▶ [Goal of the exercise]: The records appear below. Report how many of their lines contain the word "mind", giving the number alone.

▶ [Task data]:
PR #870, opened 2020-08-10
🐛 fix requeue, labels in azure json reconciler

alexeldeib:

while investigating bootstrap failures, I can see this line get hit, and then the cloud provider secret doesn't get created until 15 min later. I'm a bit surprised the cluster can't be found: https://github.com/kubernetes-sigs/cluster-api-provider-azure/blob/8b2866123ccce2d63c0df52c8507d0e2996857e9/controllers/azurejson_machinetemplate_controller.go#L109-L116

---

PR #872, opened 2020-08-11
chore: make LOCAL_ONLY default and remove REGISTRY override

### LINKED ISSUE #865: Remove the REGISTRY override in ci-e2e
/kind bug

* * *

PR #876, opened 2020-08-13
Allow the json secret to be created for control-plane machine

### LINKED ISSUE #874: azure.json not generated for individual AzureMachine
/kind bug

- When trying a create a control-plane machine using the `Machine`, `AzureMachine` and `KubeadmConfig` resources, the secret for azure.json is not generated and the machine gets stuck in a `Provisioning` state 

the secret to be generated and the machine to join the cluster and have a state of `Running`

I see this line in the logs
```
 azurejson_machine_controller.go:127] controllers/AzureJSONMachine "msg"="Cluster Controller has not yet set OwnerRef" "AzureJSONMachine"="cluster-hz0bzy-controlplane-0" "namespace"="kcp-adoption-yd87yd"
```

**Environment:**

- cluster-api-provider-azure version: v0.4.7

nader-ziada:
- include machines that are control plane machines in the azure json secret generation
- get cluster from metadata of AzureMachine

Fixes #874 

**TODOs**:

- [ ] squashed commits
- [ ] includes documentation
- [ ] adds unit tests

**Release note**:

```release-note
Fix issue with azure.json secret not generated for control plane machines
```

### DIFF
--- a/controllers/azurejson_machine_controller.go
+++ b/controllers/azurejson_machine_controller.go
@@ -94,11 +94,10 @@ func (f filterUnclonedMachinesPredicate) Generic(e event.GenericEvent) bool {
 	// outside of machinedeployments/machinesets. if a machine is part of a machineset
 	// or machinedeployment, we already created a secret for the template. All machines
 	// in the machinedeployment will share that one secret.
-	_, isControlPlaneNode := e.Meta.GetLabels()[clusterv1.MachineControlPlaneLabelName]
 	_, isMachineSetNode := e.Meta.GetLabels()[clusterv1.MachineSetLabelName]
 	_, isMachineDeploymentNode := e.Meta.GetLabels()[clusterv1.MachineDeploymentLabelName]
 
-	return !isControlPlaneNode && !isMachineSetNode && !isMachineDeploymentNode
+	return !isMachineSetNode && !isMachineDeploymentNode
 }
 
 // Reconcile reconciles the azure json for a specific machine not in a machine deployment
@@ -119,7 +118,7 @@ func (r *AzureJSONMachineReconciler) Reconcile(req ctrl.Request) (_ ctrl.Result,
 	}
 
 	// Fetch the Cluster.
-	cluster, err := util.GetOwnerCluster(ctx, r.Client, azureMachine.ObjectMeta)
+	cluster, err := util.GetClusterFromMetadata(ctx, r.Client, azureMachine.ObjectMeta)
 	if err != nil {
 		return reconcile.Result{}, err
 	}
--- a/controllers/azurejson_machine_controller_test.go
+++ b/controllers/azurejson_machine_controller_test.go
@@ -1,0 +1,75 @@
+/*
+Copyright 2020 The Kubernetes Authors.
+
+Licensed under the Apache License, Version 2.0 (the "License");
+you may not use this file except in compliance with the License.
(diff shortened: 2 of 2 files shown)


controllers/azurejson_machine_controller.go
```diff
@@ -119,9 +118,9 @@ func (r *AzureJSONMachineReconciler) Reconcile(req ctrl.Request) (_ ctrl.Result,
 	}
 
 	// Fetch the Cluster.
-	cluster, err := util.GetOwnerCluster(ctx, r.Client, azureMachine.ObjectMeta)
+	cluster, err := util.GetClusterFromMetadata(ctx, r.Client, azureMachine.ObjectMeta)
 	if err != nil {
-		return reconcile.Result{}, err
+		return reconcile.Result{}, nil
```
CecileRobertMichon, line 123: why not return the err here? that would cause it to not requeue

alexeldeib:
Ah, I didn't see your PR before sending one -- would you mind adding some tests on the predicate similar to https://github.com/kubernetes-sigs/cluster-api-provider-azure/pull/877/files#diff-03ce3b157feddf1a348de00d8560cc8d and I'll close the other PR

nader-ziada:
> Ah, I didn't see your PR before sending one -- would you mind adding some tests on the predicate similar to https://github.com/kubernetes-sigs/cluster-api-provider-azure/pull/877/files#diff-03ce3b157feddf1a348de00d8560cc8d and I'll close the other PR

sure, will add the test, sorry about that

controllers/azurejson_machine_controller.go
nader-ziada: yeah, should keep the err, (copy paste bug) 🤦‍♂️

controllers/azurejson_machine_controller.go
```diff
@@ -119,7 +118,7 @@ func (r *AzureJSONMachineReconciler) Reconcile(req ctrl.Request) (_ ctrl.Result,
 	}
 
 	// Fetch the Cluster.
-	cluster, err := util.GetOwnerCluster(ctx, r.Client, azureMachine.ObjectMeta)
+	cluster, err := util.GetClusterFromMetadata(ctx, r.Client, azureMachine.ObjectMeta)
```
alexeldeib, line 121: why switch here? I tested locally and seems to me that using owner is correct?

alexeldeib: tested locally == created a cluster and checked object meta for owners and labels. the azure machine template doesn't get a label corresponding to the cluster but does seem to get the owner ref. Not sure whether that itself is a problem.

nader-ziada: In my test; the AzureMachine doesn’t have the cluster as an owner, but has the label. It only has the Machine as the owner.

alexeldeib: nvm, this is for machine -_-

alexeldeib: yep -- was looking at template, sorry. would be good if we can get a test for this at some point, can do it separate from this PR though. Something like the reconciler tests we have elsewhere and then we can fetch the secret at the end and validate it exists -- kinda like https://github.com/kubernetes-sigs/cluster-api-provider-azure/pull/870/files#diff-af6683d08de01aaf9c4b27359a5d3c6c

▶ [Result of this task]: 2